Human Sustainability

This is longer that the usual bit of journaling, but it so resonated with me when I read it.  It made me wonder just how many of you are feeling or felt the drag and drain of the last few years or have been in a moment in life where you are spent, to keep pushing and plodding along is draining.

I love that Santani Wellness in Sri Lanka termed The Year of Human Sustainability ~ “we need to think of our own body and mind as an ecosystem”.  Here is a note from one of their guests:

Near the end of my hardest year on record, after living through a pandemic and months of war with two small children in tow, I was a spent force. My productivity was shot. I was getting sick from the slightest breeze. I felt mentally stuck in a deep pit. At my lowest I curled up crying in bed while my father patted me gently on the back. I was grateful for the comfort, but horrified I had fallen into such a dark place. As an adult woman with so much agency and strength, I had failed myself—lost the basic ability to stay afloat.

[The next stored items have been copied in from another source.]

PR #1234, opened 2015-03-27
Change RichDate to value class (AnyVal)

oeddyo:
Change RichDate to value class (AnyVal)

https://github.com/twitter/scalding/issues/1120

PR #1261, opened 2015-04-17
Revert any val

MansurAshraf:
Reverts twitter/scalding#1234

AnyVal would be nice but due to existing java code paths, this is not an option.

### DIFF
--- a/scalding-date/src/main/scala/com/twitter/scalding/RichDate.scala
+++ b/scalding-date/src/main/scala/com/twitter/scalding/RichDate.scala
@@ -66,7 +66,7 @@ object RichDate {
 /**
  * A value class wrapper for milliseconds since the epoch
  */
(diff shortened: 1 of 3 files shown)


scalding-date/src/main/scala/com/twitter/scalding/RichDate.scala
```diff
@@ -79,6 +80,14 @@ case class RichDate(val timestamp: Long) extends AnyVal with Ordered[RichDate] {
   override def compare(that: RichDate): Int =
     Ordering[Long].compare(timestamp, that.timestamp)
```
johnynek: where we are at it, java.lang.Long.compare will be faster here (no boxing).

johnynek:
looks good. Sorry @oeddyo this turned out to hit a lot of issues trying to merge internally. :/ Thanks for the work anyway.

PR #1263, opened 2015-04-24
Fix for reducer estimation not working correctly if withReducers is set to 1 reducer

sriramkrishnan:
Currently, the reducer estimation is broken if the number of reducers is set to 1. This PR uses a property in JobConf to disambiguate a withReducers(1) from the default (which is also 1). 

Added a test with a groupAll, which should always run a single reducer. And also verified that the existing reducer estimation tests still continue to work.

### DIFF
--- a/scalding-core/src/main/scala/com/twitter/scalding/Config.scala
+++ b/scalding-core/src/main/scala/com/twitter/scalding/Config.scala
@@ -325,6 +325,9 @@ object Config {
   /** Whether estimator should override manually-specified reducers. */
   val ReducerEstimatorOverride = "scalding.reducer.estimator.override"
 
+  /** Whether the number of reducers has been set explicitly using a `withReducers` */
+  val WithReducersSetExplicitly = "scalding.with.reducers.set.explicitly"
+
   val empty: Config = Config(Map.empty)
 
   /*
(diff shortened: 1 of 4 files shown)


johnynek:
Hell yeah! I love a manager that still sends PRs!

johnynek:
merge when green

By the way, this is perfect work: first there is a test that is red, then it is fixed. Boom!

sriramkrishnan:
Thanks @johnynek. But sadly it looks like I broke another test. So will update this with a fix.

sriramkrishnan:
Its a bad test I tell you! Thanks for @ianoc figured out that this actually does force a single reducer:
https://github.com/twitter/scalding/blob/develop/scalding-hadoop-test/src/test/scala/com/twitter/scalding/reducer_estimation/ReducerEstimatorTest.scala#L41

So looks like I need to fix the test instead.

isnotinvain:
LGTM!

sriramkrishnan:
Added a bonus test to verify that the override actually works. Note that if the override is set, the current behavior is to estimate even if .withReducers() is set, for instance in a groupAll. I didn't change that behavior. 

Should we merge this, and file another ticket for that? CC @johnynek @isnotinvain @ianoc

johnynek:
Yes, let's merge and then get another ticket for the override/groupAll issue.

megaserg:
yay!

PR #1265, opened 2015-04-29
Fix SimpleDateFormat caching by default

johnynek:
SimpleDateFormat is not threadsafe, some tests are failing in a way that might be related here.

### DIFF
--- a/scalding-date/src/main/scala/com/twitter/scalding/DateOps.scala
+++ b/scalding-date/src/main/scala/com/twitter/scalding/DateOps.scala
@@ -51,10 +51,13 @@ object DateOps extends java.io.Serializable {
   /**
    * Return the guessed format for this datestring
    */
-  def getFormat(s: String): Option[String] = {
-    DATE_FORMAT_VALIDATORS.find{ _._2.findFirstIn(prepare(s)).isDefined }.map(_._1)
-  }
+  def getFormat(s: String): Option[String] =
+    DATE_FORMAT_VALIDATORS.find { _._2.findFirstIn(prepare(s)).isDefined }.map(_._1)
 
+  /**
+   * The DateParser returned here is based on SimpleDateFormat, which is not thread-safe.
+   * Do not share the result across threads.
+   */
   def getDateParser(s: String): Option[DateParser] =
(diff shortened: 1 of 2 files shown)


rubanm:
LGTM

isnotinvain:
We could also consider using joda-time, it's pretty similar except a) all of it's objects are thread safe and b) it doesn't let you make some of the common mistakes (like swapping YYYY and yyyy -- joda time renames the confusing one to xxxx). It's basically what java's built in time library should be.

Gabriel439:
Yeah, I'm really surprised that we don't use joda time.  I've never used it personally but I've heard nothing but good things about it.

johnynek:
The reason is to avoid a diamond dependency. You can easily make a
DateParser that uses joda time, but since you don't use user threads almost
ever in Hadoop, this is not compelling outside of testing.

On Thursday, April 30, 2015, Gabriel Gonzalez <notifications@github.com>
wrote:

I launched an intervention on myself. My husband took over watching our kids while I sent myself on retreat to Sri Lanka for a generous stretch of three weeks. It seemed wildly impossible to carve out that time for myself, until I just did it.

I returned from the trip joyously happy and luminously healthy. More than a year has passed since that journey and I can still feel the positive effects. One thing I learned stands out, above all: the concept of human sustainability. Just as we think of environmental sustainability, mitigating the impact of pollution and human activity on the natural ecosystem, we need to think of our own body and mind as an ecosystem. We need to mitigate the impact of stress—all forms of pollution and negative shocks—to sustain ourselves in the modern environment. We need to develop an ability to cope with the factors that are introducing overwhelming stress into our personal ecosystem. Every day we can end a little healed or a little degraded. The net balance determines our human sustainability, how well we feel or how quickly we head into negative territory.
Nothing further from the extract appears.